LONDON (Dow Jones)--Oil's surge to $100 a barrel is unlikely to soften global oil demand any time soon or significantly change consumption patterns among key consumers, an official at the International Energy Agency said Thursday.

LONDON (Dow Jones)--Oil's surge to $100 a barrel is unlikely to soften global oil demand any time soon or significantly change consumption patterns among key consumers, an official at the International Energy Agency said Thursday. Oil demand is concentrated in three main regions, the U.S., China and the Middle East, and none of those areas is likely to see demand drop off significantly in response to record oil prices, said Eduardo Lopez, oil demand analyst at the Paris-based energy watchdog for major, industrialized nations.

"Gasoline demand in the U.S. is somewhat inelastic," Lopez told Dow Jones Newsires by telephone.

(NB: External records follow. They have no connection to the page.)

Issue #824, opened 2026-09-03
test(worker): credential-helper transport test times out


moncher-dev:
Discovered while validating #811.

## Failure

Both the full `pnpm test` run and the required isolated rerun timed out after 15 seconds in:

`packages/worker/src/git-transport.test.ts > synchronizeAssignedBranch > uses host credential-helper authentication for remote Git operations`

The test exercises host credential-helper HTTP transport and is unrelated to the orchestrator clone/template-branch files changed by #811. The shared-host timeout reproduced twice on 2026-09-03.

## Suggested investigation

Inspect why the credential-helper fixture server or Git subprocess does not complete under the current shared-host environment, and make teardown/timeouts deterministic without weakening the authentication assertion.

moncher-dev:
Duplicate of #815.

Same failure, same test, same host: `packages/worker/src/git-transport.test.ts` → `synchronizeAssignedBranch > uses host credential-helper authentication for remote Git operations`, timing out at 15000 ms on the macOS Symphony worker host. Five separate workers filed this independently while validating unrelated issues (#647, #804, #806, #809, #811) — #815, #816, #821, #823, #824. Consolidating on **#815** as the survivor; the diagnostic detail from this issue (local authenticated Git HTTP server, likely a hanging backend interaction or cleanup path) has been carried over there.

Closing as a duplicate. Please track and fix in #815.

Issue #821, opened 2026-09-03
test(worker): credential-helper transport case times out


moncher-dev:
## Summary

The worker transport test `synchronizeAssignedBranch > uses host credential-helper authentication for remote Git operations` consistently times out at 15 seconds in the shared test environment.

## Evidence

- Full command: `pnpm test`
- Failure: `packages/worker/src/git-transport.test.ts:322` timed out after 15000 ms.
- Isolated rerun: `pnpm --filter @gh-symphony/worker exec vitest run src/git-transport.test.ts -t "uses host credential-helper authentication for remote Git operations"`
- Isolated result: same 15000 ms timeout; 17 sibling tests skipped.

## Impact

This makes the repository-wide test gate flaky or host-sensitive. It is unrelated to #806, whose diff touches orchestrator retry event handling, core status contracts, documentation, E2E guidance, and a changeset only.

## Suggested investigation

Inspect the credential-helper fixture for an interactive Git prompt or a subprocess that does not terminate in the shared host environment, and add explicit non-interactive environment controls or bounded subprocess diagnostics.

Discovered while validating #806 / PR #819.

moncher-dev:
Duplicate of #815.

Same failure, same test, same host: `packages/worker/src/git-transport.test.ts` → `synchronizeAssignedBranch > uses host credential-helper authentication for remote Git operations`, timing out at 15000 ms on the macOS Symphony worker host. Five separate workers filed this independently while validating unrelated issues (#647, #804, #806, #809, #811) — #815, #816, #821, #823, #824. Consolidating on **#815** as the survivor; the diagnostic detail from this issue (local authenticated Git HTTP server, likely a hanging backend interaction or cleanup path) has been carried over there.

Closing as a duplicate. Please track and fix in #815.

PR #831, opened 2026-09-03
test(worker): bound credential-helper transport test

### LINKED ISSUE #815: test(worker): bound credential-helper transport test

moncher-dev:
## Issues

- Closes #815

## Summary

- Makes the host credential-helper transport test deterministic when the worker process carries production GitHub token or broker variables.
- Resets inherited credential helpers before installing the fixture helper and bounds HTTP fixture teardown without extending the test timeout.
- Incorporates review feedback with token-set red→green evidence and race-free listener shutdown ordering.

## Change-point diagram

- `worker git-transport test` → clears production credential triggers → installs isolated fixture helper → authenticates local Git HTTP operations
- `authenticated Git fixture` → stops accepting connections → drains active connections → resolves bounded teardown

## Start here

- `packages/worker/src/git-transport.test.ts:335` — credential-helper authentication regression case and isolated environment.
- `packages/worker/src/git-transport.test.ts:562` — bounded authenticated-server shutdown.

- None. This is test-fixture hardening only; production transport behavior is unchanged.

## Validation

- `GITHUB_GRAPHQL_TOKEN=fake-host-token pnpm --filter @gh-symphony/worker exec vitest run src/git-transport.test.ts -t "uses host credential-helper authentication for remote Git operations"` — red before correction (production helper selected), green after correction: 1 passed / 17 skipped in 955 ms.
- `pnpm --filter @gh-symphony/worker test` — pass: 27 files / 225 tests.
- `pnpm lint` — pass: all 14 workspace projects.
- `pnpm test` — pass: all 14 workspace projects.
- `pnpm typecheck` — pass: all 14 workspace projects.
- `pnpm build` — pass: all 14 workspace projects.
- Docker E2E / blackbox — not applicable: no integration or production runtime behavior changed.

## Changeset

- Not needed because the change is test-only and the issue has no changeset label.

## Risks & rollback

- Risk is limited to fixture environment and teardown behavior. Revert commits `3c3d879` and `461cb10` if the fixture proves incompatible with a supported Node/Git host.
- Production credential precedence and broker timeout concerns remain separately tracked in #832 and #833.

## Changed files

- `packages/worker/src/git-transport.test.ts` — isolates fixture credentials and bounds authenticated HTTP server teardown.

- [ ] Confirm the macOS Symphony worker host no longer reports the credential-helper transport timeout.

## Security


moncher-dev:
Smoke-tested at `461cb10c` on a clean worktree. CI is green (Test, Container Smoke). The change is one file and defensively sound: clearing inherited credential helpers before installing the fixture helper removes a real source of host coupling, and closing active connections before awaiting server shutdown bounds teardown without weakening the 15s budget — which is the right shape, since raising the timeout would have hidden the problem rather than fixed it.

**Targeted test, three consecutive runs on this branch:**
```
run 1:  Tests  1 passed | 17 skipped (18)
run 2:  Tests  1 passed | 17 skipped (18)
run 3:  Tests  1 passed | 17 skipped (18)
```

**An honest limitation, and it is the main thing a reviewer should weigh.** I could not reproduce the original timeout on this host, so I cannot demonstrate that this change *fixes* it — only that it does not regress. On `main`, unpatched, the case passes in 648ms:

```
✓ synchronizeAssignedBranch > uses host credential-helper authentication for remote Git operations  648ms
```

I also tried to recreate the worker's condition by forcing an inherited helper (`GIT_CONFIG_COUNT=1 GIT_CONFIG_KEY_0=credential.helper GIT_CONFIG_VALUE_0=osxkeychain`) and it still passed in 757ms. So whatever intercepts the request in the worker environment is not simply "a credential helper is configured" — it is something more specific to how the worker process is spawned. That matters because it means the stated root cause is plausible but unproven, and if the real cause is elsewhere the timeout may resurface even with this merged.

Worth weighing against that: five workers reproduced this deterministically (#815, #816, #821, #823, #824, all consolidated into #815), so it is reliably triggerable in the worker environment even though it is not triggerable from an operator shell. The fix is low-risk and touches only test code, so landing it and watching whether the reports stop seems better than holding it for a reproduction I cannot construct.

One note on my run: the full `@gh-symphony/worker` suite shows `3 failed | 24 passed (27)` in my worktree, but those are collection errors — `Failed to resolve entry for package "@gh-symphony/tracker-linear"` — from not having run `pnpm build` first, and `main` shows the identical `3 failed | 24 passed`, `149 tests passed`, `0 tests failed`. Not attributable to this PR.

@hojinzs over to you.

packages/worker/src/git-transport.test.ts
```diff
@@ -338,9 +338,11 @@ describe("synchronizeAssignedBranch", { timeout: 15_000 }, () => {
         remoteUrl: `${server.url}/${remote.slice(root.length + 1)}`,
         env: {
           ...process.env,
-          GIT_CONFIG_COUNT: "1",
+          GIT_CONFIG_COUNT: "2",
```
hojinzs, line 344: **P1 — this `GIT_CONFIG_COUNT: "2"` block is discarded in exactly the environment the issue reproduces in.**

`env` here spreads `...process.env`, and `synchronizeAssignedBranch` passes it through `buildHostGitEnvironment` for every network-facing Git call (`git-transport.ts:81`, used at `:129`, `:136`, `:143`):

```ts
return {
  ...env,
  GIT_TERMINAL_PROMPT: "0",
  ...credentialEnvironment,   // ← spread LAST
};
```

`credentialEnvironment` is non-empty whenever `GITHUB_GRAPHQL_TOKEN` is set **or** both broker vars are set (`:229-239`), and `createGitCredentialHelperEnvironment` emits `GIT_CONFIG_COUNT: "1"`, `GIT_CONFIG_KEY_0: "credential.helper"`, `GIT_CONFIG_VALUE_0: "!node …/git-credential-helper.js"` (`runtime-codex/src/runtime.ts:873-877`).

So when the worker's own token env is present, the spread resets `GIT_CONFIG_COUNT` back to `"1"` and overwrites `GIT_CONFIG_VALUE_0` with the real helper. `GIT_CONFIG_KEY_1`/`VALUE_1` — the fixture helper this test exists to exercise — survive in the environment but are **never read**, because the count says 1. The test silently stops testing the fixture helper and starts testing the production one against `127.0.0.1`.

I reproduced this on your branch at `461cb10`:

```
$ GITHUB_GRAPHQL_TOKEN=fake-host-token vitest run src/git-transport.test.ts -t "uses host credential-helper…"
Error: Cannot find module '…/git-credential-helper.js'   (MODULE_NOT_FOUND)
fatal: could not read Username for 'http://127.0.0.1:42375': terminal prompts disabled
Tests  1 failed | 17 skipped (18)
```

and the identical failure from `origin/main` with the same env:

```
fatal: could not read Username for 'http://127.0.0.1:42611': terminal prompts disabled
Tests  1 failed | 17 skipped (18)
```

Same result before and after the change — **under the reproduction condition this diff is a no-op.** Without the token both revisions pass in ~580ms, which is why it is not reproducible from an operator shell (issue #815's open question) but is deterministic for five independent workers: the Symphony worker process runs with `GITHUB_GRAPHQL_TOKEN`/broker vars set, an operator shell does not. That also explains why forcing `credential.helper=osxkeychain` did not reproduce it — the inherited *helper* was never the discriminator; the inherited *token env* is.

On the hang specifically (vs. the fast failure I see here): with the broker vars set rather than a bare token, `git-credential-helper.js` performs a `fetch` to the token broker, and I found no `AbortSignal`/timeout anywhere in `packages/runtime-codex/src`. Git blocks on a helper subprocess regardless of `GIT_TERMINAL_PROMPT=0` — that bounds terminal prompts, not helpers — so an unbounded broker fetch stalls until vitest's 15s budget expires. That matches the reported symptom precisely.

Minimal in-scope fix — keep the caller env from carrying the production credential trigger into the fixture:

```ts
env: {
  ...process.env,
  GITHUB_GRAPHQL_TOKEN: undefined,
  GITHUB_TOKEN_BROKER_URL: undefined,
  GITHUB_TOKEN_BROKER_SECRET: undefined,
  GIT_CONFIG_COUNT: "2",
  …
},
```

`buildHostGitEnvironment` gates on truthiness, so `undefined` yields `credentialEnvironment = {}` and the fixture helper survives. Please also confirm the red→green evidence with the token set, since the current red evidence was gathered under the condition where the fix does not apply.

Two things worth raising separately rather than widening this PR: that `buildHostGitEnvironment` lets `credentialEnvironment` silently override caller-supplied `GIT_CONFIG_*` is arguably a production footgun of its own, and the unbounded broker `fetch` deserves a timeout. Both are follow-up issues, not blockers here.

---

packages/worker/src/git-transport.test.ts
```diff
@@ -338,9 +338,11 @@ describe("synchronizeAssignedBranch", { timeout: 15_000 }, () => {
...
           GIT_CONFIG_KEY_0: "credential.helper",
-          GIT_CONFIG_VALUE_0: `!f() { if test "$1" = get; then printf 'username=host-user\\npassword=${token}\\n\\n'; fi; }; f`,
+          GIT_CONFIG_VALUE_0: "",
```
hojinzs, line 347: **nit** — the empty-string reset is correct Git semantics (`credential.helper` is a multi-valued list, and an empty value resets it), but it reads as a typo at a glance and there is no test-local hint that it is deliberate. A short comment would keep the next reader from "fixing" it:

```ts
// credential.helper is a list; an empty value resets inherited entries
GIT_CONFIG_VALUE_0: "",
```

Worth keeping even if the P1 above changes the surrounding block — resetting inherited helpers is sound hardening on its own merits, independent of whether it is the root cause.

---

packages/worker/src/git-transport.test.ts
```diff
@@ -553,7 +555,11 @@ async function createAuthenticatedGitServer(
   return {
     authenticatedPaths,
     url: `http://127.0.0.1:${address.port}`,
-    close: () =>
-      new Promise<void>((resolveClose) => server.close(() => resolveClose())),
+    close: () => {
+      server.closeAllConnections();
+      return new Promise<void>((resolveClose) =>
+        server.close(() => resolveClose())
+      );
```
hojinzs, line 565: **P3** — ordering leaves a small race: `closeAllConnections()` runs while the server is still accepting, so a connection established between it and `server.close()` would be waited on and reintroduce the unbounded teardown this is meant to remove. Nothing connects at this point in the test today, so it is theoretical, but the inverted order costs nothing:

```ts
close: () => {
  const closed = new Promise<void>((resolveClose) =>
    server.close(() => resolveClose())
  );
  server.closeAllConnections();
  return closed;
},
```

`server.close()` first stops accepting, then `closeAllConnections()` drains what is already open — no window in between.

Separately, this hardening is sound but I could not attribute the reported timeout to it: with the credential env corrected, teardown completes in well under a second on both revisions. Keep it as defensive hardening, just not as the issue's root cause — see my comment on the credential block.

---

hojinzs (changes requested):
## Review — round 1 of 6

Requesting changes on one P1. The diff is small and defensible on its own terms, but I do not think it fixes #815, and I have a reproduction that says so.

### Requirement coverage vs. #815

| --- | --- |
| Credential-helper test completes deterministically on supported hosts | ❌ Not met under the condition that reproduces |
| Deterministic fixture-server and Git subprocess teardown (not a raised timeout) | ✅ Teardown bounded; timeout correctly left at 15s |
| Bounded diagnostic instead of hanging | ⚠️ Partially — see P1 |

The issue explicitly asked to "make the fixture server and Git subprocess teardown deterministic rather than simply raising the timeout," and this PR correctly resists the raise-the-timeout shortcut. Credit where due. No over-engineering and no scope creep — the change is 10 lines in one test file, and skipping the changeset is right for a test-only change.

### The blocking finding

The test spreads `...process.env` into the `env` it passes to `synchronizeAssignedBranch`. When `GITHUB_GRAPHQL_TOKEN` (or both broker vars) is present, `buildHostGitEnvironment` spreads `credentialEnvironment` **after** `...env` and resets `GIT_CONFIG_COUNT` to `"1"`, overwriting `GIT_CONFIG_VALUE_0` with the production `git-credential-helper.js`. The new `GIT_CONFIG_KEY_1`/`VALUE_1` fixture helper is left in the environment but never read.

Reproduced at `461cb10` and on `origin/main`, identical failure both times:

```
fatal: could not read Username for 'http://127.0.0.1:…': terminal prompts disabled
Tests  1 failed | 17 skipped (18)
```

Without the token, both revisions pass in ~580ms. **Same behavior before and after the diff — under the reproduction condition the change is a no-op.**

This also resolves the open question in @moncher-dev's smoke-test comment. You could not reproduce from an operator shell because an operator shell has no `GITHUB_GRAPHQL_TOKEN`; the Symphony worker process does. That is the discriminator, not the inherited helper — which is why forcing `osxkeychain` did not reproduce it either. And it explains the 15s hang rather than a fast failure: with broker vars set, the production helper does an unbounded `fetch` to the token broker (no `AbortSignal` anywhere in `packages/runtime-codex/src`), and `GIT_TERMINAL_PROMPT=0` bounds terminal prompts, not helper subprocesses.

Details and a minimal fix are inline on the credential block.

### Smoke test

Ran on a clean checkout of `461cb10` — `pnpm install`, `pnpm build` (14 projects, green), targeted vitest run. No preview environment applies; this is a test-only change with no API or UI surface.

### Verdict

I would rather not land this as the fix for #815 while the reported symptom survives it — the issue would close and the reports would keep coming. But the PR is close: the inline fix is a three-line addition to the same block, and the existing hardening is worth keeping regardless. Push that plus red→green evidence gathered **with** `GITHUB_GRAPHQL_TOKEN` set and I expect to approve on the next round.

Not asking for the two production issues it exposed (the `buildHostGitEnvironment` override footgun, the unbounded broker fetch) to be fixed here — follow-up issues, please.

---

packages/worker/src/git-transport.test.ts
moncher-dev: Resolved in `3c3d879`. The fixture now clears `GITHUB_GRAPHQL_TOKEN`, `GITHUB_TOKEN_BROKER_URL`, and `GITHUB_TOKEN_BROKER_SECRET` after spreading `process.env`, so `buildHostGitEnvironment` leaves the fixture's two-entry credential configuration intact.

I also captured the requested token-set red→green evidence. Before the correction, `GITHUB_GRAPHQL_TOKEN=fake-host-token ... -t "uses host credential-helper authentication for remote Git operations"` failed after selecting the production helper (`MODULE_NOT_FOUND`, followed by terminal-prompts-disabled). With the correction, the same command passes in 955 ms total / 581 ms test time.

packages/worker/src/git-transport.test.ts
moncher-dev: Resolved in `3c3d879`. I added a test-local comment explaining that `credential.helper` is list-valued and that the empty value deliberately resets inherited entries.

packages/worker/src/git-transport.test.ts
moncher-dev: Resolved in `3c3d879`. The close helper now calls `server.close()` first to stop accepting connections, then drains existing connections with `server.closeAllConnections()`, and returns the close promise.

hojinzs (approved):
## Review — round 2 of 6 — Approve

Reviewed at `3c3d879` (the review-request webhook carried the stale `461cb10`). All three round-1 findings are addressed, and I independently reproduced the red→green transition rather than taking the reported evidence on trust.

### Round-1 findings

| # | Finding | Status |
| --- | --- | --- |
| P1 | Production credential env overrides the fixture helper | ✅ Fixed — three trigger vars cleared after `...process.env` |
| P3 | `closeAllConnections()` before `server.close()` leaves an accept race | ✅ Fixed — close first, then drain |
| nit | `GIT_CONFIG_VALUE_0: ""` reads as a typo | ✅ Fixed — comment added |

### Independent verification

I did not rely on the reported evidence. Clean checkout, `pnpm install`, `pnpm build`, then the targeted case under both credential conditions, before and after a full build (so the production helper actually exists on disk rather than failing `MODULE_NOT_FOUND`):

| Condition | `origin/main` | `3c3d879` |
| --- | --- | --- |
| `GITHUB_GRAPHQL_TOKEN` set | ❌ `could not read Username for 'http://127.0.0.1:44913': terminal prompts disabled` | ✅ 18 passed, 5.95 s |
| Broker vars set (unreachable broker) | ❌ fails | ✅ 1 passed, 511 ms |
| No credential env | ✅ passes | ✅ passes |

That closes the round-1 objection precisely: the change is no longer a no-op under the reproduction condition, and the failure it removes is the one the Symphony worker process hits.

**The mechanism is sound, and I checked each link rather than assuming it.** `synchronizeAssignedBranch` types `env` as `NodeJS.ProcessEnv`, so `undefined` values typecheck; Node's `spawn` omits `undefined` env entries rather than stringifying them; and `buildHostGitEnvironment` gates on truthiness (`git-transport.ts:226-239`), so `credentialEnvironment` collapses to `{}` and the fixture's `GIT_CONFIG_COUNT: "2"` survives intact.

**One thing I went looking for and did not find a problem with.** My concern was durability: if a fourth credential trigger is added to `buildHostGitEnvironment`, would this test silently stop exercising the fixture helper again? No — `createAuthenticatedGitServer` validates exact `host-user:<token>` basic auth and pushes to `authenticatedPaths` only on success, and the test asserts all three Git service paths landed there. A regression fails loudly, which is exactly what the `origin/main` runs above demonstrate. No follow-up needed.

### Requirement coverage vs. #815

| --- | --- |
| Credential-helper test completes deterministically on supported hosts | ✅ Verified under token, broker, and clean env |
| Deterministic fixture-server and Git subprocess teardown, not a raised timeout | ✅ Bounded close; the 15 s timeout is untouched |
| Bounded diagnostic instead of hanging | ✅ |

No over-engineering and no scope creep: 15 insertions / 4 deletions in one test file. Skipping the changeset is right for a test-only change, and the two production footguns this exposed were filed as #832 and #833 instead of being folded in here — the correct split.

### Smoke test

Test-only change, so no preview environment or API/UI surface applies; verified in the local build environment.

- `pnpm --filter @gh-symphony/worker test` — 27 files / 225 tests passed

"If high prices last for a long time, there may be an impact. But it's unclear in the eyes of the (U.S.) consumer if (these prices) are going to last," Lopez said, noting how oil prices enjoyed a brief run up in 2006 before coming back down.

Other major industrialized countries in Europe and elsewhere have long been accustomed to high fuel prices because of heavy taxation and are better positioned to absorb the surge in prices, he added.

Lopez said, meanwhile, two-thirds of global oil demand growth is coming from developing economies, principally China and the Middle East, where government subsidies shield consumers and industry from the impact of surging oil prices that would otherwise restrain consumption.

"As long as key growth areas continue to be shielded by subsidies, it's quite unlikely we'll see a drop in demand," Lopez said.

Crude prices have risen to new records heading into the new year, with February Nymex crude briefly hitting $100 a barrel Wednesday. On Thursday, ICE Brent crude futures traded to a new record high of $98.26 a barrel as the market predicted bullish weekly U.S. Department of Energy inventory data later in the day.